On Wed, 7 Nov 2012, Tim Bannister wrote:
> On 7 Nov 2012, at 18:12, Stefan Fritsch wrote:
>> On Wed, 7 Nov 2012, Graham Leggett wrote:
>>
>>>> New directive HttpProtocol which allows to disable HTTP/0.9 support.
>>>
>>> It feels wrong targeting 0.9 only, would it be possible to do this in a generic way, say by listing the ones accepted, or by specifying a minimum?
>>
>> Any suggestions for a syntax? Maybe:
>>
>> HttpProtocol 1.1 # only 1.1
>> HttpProtocol 1.0- # 1.0 and above
>> HttpProtocol 1.0-1.1 # 1.0 and 1.1
>> HttpProtocol -1.0 # 1.0 and below
>
> Does it need its own directive? How about a new environment variable and Require:
>
> Require expr %{HTTP_PROTOCOL} -gt 1.1
>
>
> I realise that won't work as things stand, because -gt only handles integers. Maybe another binary operator could allow decimals?
>
> NB. SERVER_PROTOCOL would not be suitable because the initial “HTTP/” makes it harder to do math.
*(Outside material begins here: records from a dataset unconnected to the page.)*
Issue #457, opened 2023-06-26
Parameter for Validator to validate only part of the Request-space


AuHau:
On our meetup, we discussed how to ensure that there is at least one validator "watching" every request. We have not come up with some decentralized structure for this for now, but in order to move on, we decided to do "centralized coordination" where we will provide validators that will cover the requirement for "at least one validator per request". 

But to ensure we can scale, we must introduce a parameter defining the part of "Request-space" that the validator should observe and validate.

marcinczenko:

I would prefer a dedicated directive: If you use authorization for that,
you have to take care that it is not overriden by per-directory authz
directives. Also, while evaluating an ap_expr is faster than e.g. using
mod_lua, it is still a relatively complex operation. And I expect a lot of
admins would like to disable 0.9, so having a way that has only minimal
impact on performance would be better. Finally, I am not 100% sure that
there are no code paths that cause a HTTP/0.9 error response to be sent
before the Requrire or <If> is executed. The dedicated directive is
certain to catch all uses of HTTP/0.9.
Re: svn commit: r1406719 - in /httpd/httpd/trunk: CHANGES docs/log-message-tags/next-number include/http_core.h server/core.c server/protocol.c
Posted by Tim Bannister <is...@jellybaby.net>.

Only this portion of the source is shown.